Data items
══════════

PR #134, opened 2026-05-28
feat(telegram): pace progress and split reply bubbles

robertclawson:
## Summary
- coalesce progress narration on a timer instead of flushing once per tool call
- stream final Telegram text through a markdown-aware segmenter that splits smaller bubbles by sentence/char boundaries
- split voice replies into shorter clips and expose tuning knobs under [channels.telegram.streaming]
- document Telegram reply pacing in README

## Defaults
- narration_flush_ms = 4500
- bubble_max_sentences = 4
- bubble_max_chars = 700
- voice_max_sentences = 3

## Tests
- PATH=/home/robbie/.bun/bin:$PATH bun run typecheck
- PATH=/home/robbie/.bun/bin:$PATH bun test tests/config.test.ts tests/channels-streamSegmenter.test.ts tests/channels-telegram.test.ts
- PATH=/home/robbie/.bun/bin:$PATH bun test
- PATH=/home/robbie/.bun/bin:$PATH bun run build

PR #290, opened 2026-07-12
fix(channels): stop shipping a trailing emoji as its own bubble

andrewagrahamhodges:
## What Andrew saw

A PhantomChat push notification reading **"max: ⚡"** — a lightning bolt and nothing else — for a message I had, in fact, fully answered. He replied "An answer please." He was right to.

## Not lost messages

First thing I checked, since that was the report. **512 PhantomChat turns in the store, 0 user messages without a reply. 0 turn failures and 0 relay/publish errors in 7 days.** Nothing is being dropped. This is a *rendering* bug.

## Root cause

The sentence segmenter treats a trailing emoji as a **sentence of its own**, because it follows terminal punctuation. When the sentence before it lands exactly on the bubble boundary (`bubbleMaxSentences`, 4 in prod), the splitter flushes the real answer and the emoji is left over alone:

```
[0] len=188  "The gate was wrong on Windows and the fix has landed. …#76 is merged. "
[1] len=1    "⚡"
```

On **Telegram** that reads as a harmless sign-off bubble under the answer — which is why it went unnoticed for weeks. On **PhantomChat** the newest event drives the chat-list preview *and* the push notification, so the sign-off **becomes the entire notification** and the answer is buried above it. Same bug, different blast radius.

## Not new, and not just ⚡

Latent since the segmenter shipped (`b078dac`, #134, 2026-05-28). Firing since **2026-06-26** — daily, across **73 replies**. It is any trailing emoji, not just my sign-off: 👍 🔧 🦴 👂 🌙 🎉. Four `Stopped. 👍` replies on 2026-06-30 mean four bubbles that said nothing but 👍.

## The fix

Two paths, because the reply is **not always segmented in one pass** — this is the part I got wrong on the first pass and had to correct:

| path | what happens | fix |
|---|---|---|
| whole-text (`splitIntoSegments`) | all bubbles known before any send | **coalesce** the orphan into the previous bubble — emoji preserved, just attached |
| streaming (`StreamSegmenter.push`) | previous bubble is **already published** when the emoji arrives as the leftover suffix | nothing to merge into → **suppress** at the send boundary |

Suppression is gated on having already sent a bubble this turn, so a reply that is genuinely just `👍` still sends. One shared predicate (`hasTextSubstance`) so both strategies agree on what "not an answer" means. `\p{L}\p{N}`, not `[a-z]` — "готово" and "完了" are substance.

## Testing

- **Mutation-tested all five** rather than trusting green: drop the coalesce → 1 fail; drop either send guard → 1 fail each; suppress unconditionally (ignoring the "already sent" gate) → 1 fail each, both channels.
- The mutation run **caught a bad test of my own**: my first regression fixture was a 9-sentence reply, which passes *with the fix reverted* — the emoji rides out on the short final bubble and never orphans. The bug needs a sentence count that is a **multiple of** `bubbleMaxSentences`. Fixture rewritten, and the reason is written down in the test so nobody "simplifies" it back.
- Coverage on **both** channels (`channels-telegram.test.ts`, `channels-phantomchat-server.test.ts`), driving the real streaming loops, plus unit coverage on the segmenter.

`tsc` clean. **2195 pass.** The 2 `PiHarness` failures are pre-existing and environmental (`PHANTOMBOT_PI_API_KEY` present in my env from the vault) — confirmed identical on clean `main`, not introduced here.

## Not verified

No daemon swap yet, so this is not yet confirmed against a live relay — the evidence is the reproduction plus the two channel-level tests. Happy to deploy and watch a real sign-off land as one bubble if you want it proven end to end.

### DIFF
--- a/src/channels/core/engine.ts
+++ b/src/channels/core/engine.ts
@@ -59,6 +59,7 @@ import {
   TELEGRAM_BOT_COMMANDS,
 } from "../commands.ts";
 import {
+  hasTextSubstance,
   splitIntoSegments,
   StreamSegmenter,
 } from "../streamSegmenter.ts";
@@ -1029,6 +1030,17 @@ async function processChatMessage(
     kind: "narration" | "final" | "error",
   ) => {
     if (text.trim().length === 0) return;
+    // A bubble with no letters or digits ("⚡", "👍") is a sign-off, not an
+    // answer. It reaches here as the streamed leftover: the splitter cut the
+    // real bubble at a sentence boundary and PUBLISHED it, so there is nothing
+    // left to merge into — suppress it instead. Only once something real has
+    // already gone out; a reply that is genuinely just "👍" still sends.
+    if (
+      !hasTextSubstance(text) &&
+      narrationBubblesSent + finalBubblesSent > 0
+    ) {
+      return;
+    }
     try {
       await input.transport.sendMessage(msg.conversationId, text);
       if (kind === "narration") narrationBubblesSent++;
--- a/src/channels/core/engine.ts
+++ b/src/channels/core/engine.ts
@@ -1033,12 +1033,14 @@ async function processChatMessage(
     // A bubble with no letters or digits ("⚡", "👍") is a sign-off, not an
     // answer. It reaches here as the streamed leftover: the splitter cut the
     // real bubble at a sentence boundary and PUBLISHED it, so there is nothing
-    // left to merge into — suppress it instead. Only once something real has
-    // already gone out; a reply that is genuinely just "👍" still sends.
-    if (
-      !hasTextSubstance(text) &&
-      narrationBubblesSent + finalBubblesSent > 0
-    ) {
+    // left to merge into — suppress it instead.
+    //
+    // Gate on FINAL bubbles only. Narration ("Restarting the service now…")
+    // is not an answer, so it must never license suppressing one: if the
+    // model's entire reply is "👍", that emoji IS the answer and has to ship
+    // even though narration already went out. An orphaned sign-off always
+    // trails a published *final* bubble, so this still catches every one.
+    if (!hasTextSubstance(text) && finalBubblesSent > 0) {
       return;
     }
     try {
--- a/src/channels/phantomchat/server.ts
+++ b/src/channels/phantomchat/server.ts
@@ -681,10 +681,11 @@ export async function runPhantomchatServer(
     let finalCandidateSentChars = 0;
     let finalReply: string | undefined;
     let requestedReplyMode: ReplyModeRequest | undefined;
-    // Bubbles actually published this turn (narration or final). Gates the
-    // orphaned-sign-off suppression in sendBubble: nothing out yet means the
-    // fragment IS the reply, so it must still send.
-    let bubblesSent = 0;
+    // FINAL bubbles actually published this turn. Gates the orphaned-sign-off
+    // suppression in sendBubble: no final bubble out yet means the fragment IS
+    // the reply, so it must still send. Narration is deliberately NOT counted
+    // here — see the comment in sendBubble.
+    let finalBubblesSent = 0;
 
     // Reply-modality routing (mirrors core/engine.ts). Default: mirror the
     // input — a voice note in → a voice note back, text in → text out. An
@@ -747,7 +748,10 @@ export async function runPhantomchatServer(
     // the final reply path. groupTypingMembers is the same set the reply path
     // broadcasts to (inbound p-tags ∪ { sender }). Best-effort: a failed bubble
     // is logged, not thrown, so one dropped progress line never aborts the turn.
-    const sendBubble = async (text: string): Promise<void> => {
+    const sendBubble = async (
+      text: string,
+      kind: "narration" | "final" = "final",
+    ): Promise<void> => {
       if (text.trim().length === 0) return;
       // A bubble with no letters or digits ("⚡", "👍") is a sign-off, not an
       // answer. It reaches here as the streamed leftover: the splitter cut the
@@ -755,9 +759,14 @@ export async function runPhantomchatServer(
       // nothing left to merge into — suppress it instead. This matters most
       // here: the newest event drives the push notification, so an orphaned
       // emoji becomes a notification reading "max: ⚡" with the real answer
-      // buried above it. Only once something real has already gone out; a
-      // reply that is genuinely just "👍" still sends.
-      if (!hasTextSubstance(text) && bubblesSent > 0) return;
+      // buried above it.
+      //
+      // Gate on FINAL bubbles only. Narration is not an answer, so it must
+      // never license suppressing one: if the model's whole reply is "👍",
+      // that emoji IS the answer and has to ship even though narration
+      // already went out — otherwise the push notification becomes the
+      // narration and the confirmation never arrives.
+      if (!hasTextSubstance(text) && finalBubblesSent > 0) return;
       try {
         if (msg.groupId) {
           await transport.sendGroupMessage(
@@ -770,7 +779,7 @@ export async function runPhantomchatServer(
           // and publishes both wraps. conversationId === recipient hex pubkey.
           await transport.sendMessage(senderHex, text);
         }
-        bubblesSent++;
+        if (kind === "final") finalBubblesSent++;
       } catch (e) {
         log.warn("phantomchat: bubble send failed", {
           error: (e as Error).message,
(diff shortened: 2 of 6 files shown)


src/channels/core/engine.ts
```diff
@@ -1029,6 +1030,17 @@ async function processChatMessage(
...
   ) => {
     if (text.trim().length === 0) return;
+    // A bubble with no letters or digits ("⚡", "👍") is a sign-off, not an
+    // answer. It reaches here as the streamed leftover: the splitter cut the
+    // real bubble at a sentence boundary and PUBLISHED it, so there is nothing
+    // left to merge into — suppress it instead. Only once something real has
+    // already gone out; a reply that is genuinely just "👍" still sends.
+    if (
+      !hasTextSubstance(text) &&
+      narrationBubblesSent + finalBubblesSent > 0
```
robertclawson: This is the hole. `narrationBubblesSent` should not be in this condition.

Narration goes through this same `sendTextSegment` (`send: (text) => sendTextSegment(text, "narration")` further down), so a single narration bubble flips this guard to `true` — and then a genuine emoji-only final answer gets suppressed, contradicting the comment directly above it ("a reply that is genuinely just 👍 still sends").

Reproduced: narration flushed on the timer, final reply `👍` → `narrationBubbles: 1, finalBubbles: 0`, and the `👍` never sends. User asks "restart it", gets "Restarting the service now…", and never gets the confirmation.

```suggestion
    if (!hasTextSubstance(text) && finalBubblesSent > 0) {
      return;
    }
```

The orphan case you're fixing still works — an orphaned sign-off always trails a published *final* bubble. `server.ts:806` needs the same treatment: split `bubblesSent` into a final-only counter.

robertclawson (changes requested):
Reviewed on a checkout of the branch: `tsc --noEmit` clean, suite green, and I wrote a probe test for the case I was suspicious of. **The root cause and the two-path design are right — but the suppression guard has a hole that I reproduced.**

## 🔴 The guard counts narration bubbles, so it can eat a genuine emoji-only answer

The gate in `engine.ts` is `narrationBubblesSent + finalBubblesSent > 0`. But narration flows through the *same* `sendTextSegment` (`send: (text) => sendTextSegment(text, "narration")`), and PhantomChat is the same shape — `send: sendBubble` at `server.ts:806` bumps the same `bubblesSent`.

So the PR's own stated invariant — *"a reply that is genuinely just 👍 still sends"* — **fails as soon as a narration bubble precedes it.** Probe: narration flushed on the timer, model's final answer is `👍`:

```
narrationBubbles: 1, finalBubbles: 0
SENT BUBBLES: ["Restarting the service now…"]
```

The `👍` is silently dropped. Real-world shape: user says "restart it" → "Restarting the service now…" → **the confirmation never arrives.** On PhantomChat the push notification becomes the *narration* rather than the answer — which is the same class of bug this PR exists to kill, just moved one square left. It trades a bubble that says too little for one that says nothing at all.

**Fix is effectively one word:** gate on `finalBubblesSent > 0`. Narration is not an answer, so it should not license suppressing one. The orphan case this PR targets still works, because an orphaned sign-off *always* trails an already-published final bubble. PhantomChat needs `bubblesSent` split into a final-only counter to match.

**Why the tests miss it:** both "only a sign-off still sends" cases use harnesses that emit zero narration (`{type:"done"}` straight off), so the regression net has a narration-shaped hole. Please add a third case: narration → emoji-only final.

## ✅ What's genuinely good

- Root cause is correct, and the two-path split (coalesce when unsegmented, suppress when already published) is the right call — you can't merge into a bubble that's already on the wire.
- `\p{L}\p{N}` over `[a-z]` — correct, and nice to see it tested with `готово` / `完了`.
- The mutation-testing note catching your *own* bad 9-sentence fixture is the most credible thing in this PR. The "must be a multiple of `bubbleMaxSentences`" reasoning is right, and writing it into the test so nobody simplifies it back is exactly right.
- `coalesceTrailingFragment` doesn't mutate its input, handles `[]` and single-element, and `segments.join("") === reply` proves nothing is dropped.

**Verdict: request changes.** One-line gate fix + one test. Everything else ships.

andrewagrahamhodges:
Confirmed and fixed in `59f3c4b` — thanks, this was a real hole and your probe named it exactly.

**You were right.** Narration flows through the same send boundary on both channels (`send: (text) => sendTextSegment(text, "narration")` in the engine, `send: sendBubble` at `server.ts:806`), so `narrationBubblesSent + finalBubblesSent > 0` meant a single narration bubble was enough to license suppressing an emoji-only answer. The PRs own stated invariant failed the moment narration preceded it. I traded a bubble that said too little for one that said nothing — worse on PhantomChat, where the push notification then becomes the narration rather than the answer.

**The fix is the one you called:** gate on `finalBubblesSent > 0`. Narration is not an answer. The orphaned sign-off this PR targets *always* trails an already-published final bubble, so nothing is lost from the original case. PhantomChat needed slightly more than one word — `sendBubble` now takes a `kind` and only counts `"final"`, matching the engine.

**Tests:** added `an emoji-only answer still sends after narration has gone out` to both channel suites — `text` chunk (no terminal punctuation, so it stays below the final-answer splitter) → `progress` → `done: "👍"`. The engine log confirms the shape is the one you probed, now correct:

```
narrationBubbles: 1, finalBubbles: 1
SENT: ["Restarting the service now", "👍"]
```

Mutation-tested both: reverting the engine guard to `narration + final > 0` fails the Telegram case, and dropping the `kind === "final"` condition on PhantomChats counter fails the chat case. The old narration-free tests were passing against the broken guard, which is precisely why they missed it — I wrote your reasoning into the new tests so nobody removes the `progress` chunk as noise.

`tsc` clean, 2197 pass. The 2 `PiHarness` fails are pre-existing/environmental (vault env leakage) — identical on clean `main`.

Still not proven: no daemon swap, so this is tests + reproduction, not a live relay.

kaieriksen (approved):
Reviewed the current head carefully. The final-only suppression gate is correct: narration cannot suppress a genuine emoji-only answer, while an orphaned sign-off after a published final bubble is still suppressed.

Focused channel suites: 189 tests pass. Typecheck: clean.

lenaparkhodges (approved):
Kai's blocker is fixed cleanly in `59f3c4b`: the suppression gate now checks `finalBubblesSent` instead of the combined narration+final counter, so an emoji-only final answer still ships after narration goes out. `sendBubble` in phantomchat/server.ts now takes a `kind` param and only bumps the final counter, matching engine.ts.

The new regression test (narration → emoji-only final) closes exactly the hole Kai found — both channels covered, and it's mutation-tested per the PR's own methodology.

CI green across the board (typecheck, test, test-windows, CodeQL). No blockers from me.

robertclawson (approved):
Re-reviewed `59f3c4b` on a fresh checkout. **My blocker is resolved — and I verified it rather than taking the summary's word for it.** Clearing my `CHANGES_REQUESTED`.

## The fix is the right one

Both channels now gate on final bubbles only:

- `engine.ts` — `!hasTextSubstance(text) && finalBubblesSent > 0`
- `phantomchat/server.ts` — `sendBubble` takes a `kind`, increments `finalBubblesSent` only on `"final"`, and narration is wired in as `send: (text) => sendBubble(text, "narration")`

That's exactly the invariant the PR claims: *narration is not an answer, so it can't license suppressing one.* The orphaned sign-off case still works, because an orphan always trails an already-published **final** bubble.

## Verified, not assumed

`tsc --noEmit` clean. Focused suites: **189 pass, 0 fail** (matches @kaieriksen).

The reason this bug shipped past the first round is that the old tests passed against the *broken* guard — so a green suite proves nothing on its own here. I mutation-tested both halves:

| Mutation | Result |
|---|---|
| engine guard → `narrationBubblesSent + finalBubblesSent > 0` (the original bug) | ❌ `an emoji-only answer still sends after narration has gone out` **fails** (137 pass / 1 fail) |
| phantomchat → drop the `kind === "final"` condition, always increment | ❌ same-named chat case **fails** (36 pass / 1 fail) |

Each mutation is caught by precisely the test written for it, and by nothing else. The regression net is real and load-bearing — the `progress` chunk in those tests is the whole point, not noise. The comments saying so are well placed; please keep them.

## One note for whoever merges

Still unproven by any of us: **no live daemon swap.** This is tests + reproduction, not a relay against a real Telegram/PhantomChat session. Low risk given the guard is a pure function of two counters, but the PR is still a **draft** — worth one manual sanity check of the `restart it` → narration → `👍` flow before it lands, since that's the exact shape the push notification depends on.

Nice work turning this around cleanly. ✅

══════════

About this task
Search the records for the string "should" and return every line in which it occurs.

Response
robertclawson: This is the hole. `narrationBubblesSent` should not be in this condition.
**Fix is effectively one word:** gate on `finalBubblesSent > 0`. Narration is not an answer, so it should not license suppressing one. The orphan case this PR targets still works, because an orphaned sign-off *always* trails an already-published final bubble. PhantomChat needs `bubblesSent` split into a final-only counter to match.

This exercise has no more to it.